I am trying to modify the identify_outliers
function in rstatix
package to allow for any coefficient when determining outliers in the is_outlier
function. Here is the code for identify_outliers
:
function (data, ..., variable = NULL)
{
is.outlier <- NULL
if (is_grouped_df(data)) {
results <- data %>% doo(identify_outliers, ..., variable = variable)
if (nrow(results) == 0)
results <- as.data.frame(results)
return(results)
}
if (!inherits(data, "data.frame"))
stop("data should be a data frame")
variable <- data %>% get_selected_vars(..., vars = variable)
n.vars <- length(variable)
if (n.vars > 1)
stop("Specify only one variable")
values <- data %>% pull(!!variable)
results <- data %>% mutate(is.outlier = is_outlier(values),
is.extreme = is_extreme(values)) %>% filter(is.outlier ==
TRUE)
if (nrow(results) == 0)
results <- as.data.frame(results)
results
}
Here I've created a function called crazy_outliers
by modifying identify_outliers
. I've removed the parts pertaining to is_extreme
as I don't need that portion, and I've added an argument y
to allow for input of a coefficient into the is_outlier
function:
crazy_outliers <- function (data, ..., variable = NULL, y) #added y argument
{
is.outlier <- NULL
if (is_grouped_df(data)) {
results <- data %>% doo(crazy_outliers, ..., variable = variable, y = y) # changed identify_outliers to crazy_outliers and added y argument
if (nrow(results) == 0)
results <- as.data.frame(results)
return(results)
}
if (!inherits(data, "data.frame"))
stop("data should be a data frame")
variable <- data %>% get_selected_vars(..., vars = variable)
n.vars <- length(variable)
if (n.vars > 1)
stop("Specify only one variable")
values <- data %>% pull(!!variable)
results <- data %>% mutate(is.outlier = is_outlier(values, coef = y)) #Here I utilize the y argument to specify the coefficient for determining outliers
if (nrow(results) == 0)
results <- as.data.frame(results)
results
}
However, I receive the following error when trying to use the function:
Error in `mutate()`:
ℹ In argument: `data = map(.data$data, .f, ...)`.
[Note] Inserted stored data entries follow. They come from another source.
PR #343, opened 2023-02-13
DOCS-1265: Threat feed updates to CE 3.15, CC 3.15 and CC next releases

girishshankaran:
https://tigera.atlassian.net/browse/DOCS-1265

See also https://tigera.atlassian.net/browse/DOCS-979

Adding the updates to these versions: CE 3.15, CC 3.15, and CC next.

And


ctauchen (approved):
LGTM

PR #353, opened 2023-02-13
Add note for OCP users using federation

rene-dekker:


calico-cloud/multicluster/kubeconfig.mdx
```diff
@@ -340,6 +340,14 @@ spec:
 
 Congratulations! You have completed configuration of federated endpoint identity.
 
+:::note
+
+Openshift users are advised to disable the `network.openshift.io/RestrictedEndpointsAdmission` admission controller
```
fasaxc: I think you should be more forceful.  IIUC, service IP federation simply doesn't work with that controller enabled so we should be explicit.

calico-cloud/multicluster/kubeconfig.mdx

Caused by error in `map()`:
ℹ In index: 1.
Caused by error in `get_selected_vars()`:
! could not find function "get_selected_vars"
I haven't even modified the get_selected_vars()
function or its arguments at all, and it exists in the original identify_outliers
function, so I'm confused as to what's going on. I also cannot find what package it is from, as when I replace it with rstatix::get_selected_vars
I still cannot get the function to work. Any advice is appreciated, thank you!
get_selected_vars
is an unexported utlity function from rstatix
. Functions can be defined and used in packages, but will not be made available to users of the package unless explicitly exported in the NAMESPACE. You are presumably writing your crazy_outliers
function in an R script or notebook, not editing and loading the package itself, so it will not have access to get_selected_vars
. You can access it directly by using :::
, e.g. rstatix:::get_selected_vars()
, but this is risky since packages may change how utility functions are defined with little notice. Alternatively, you can inline your own version of the function.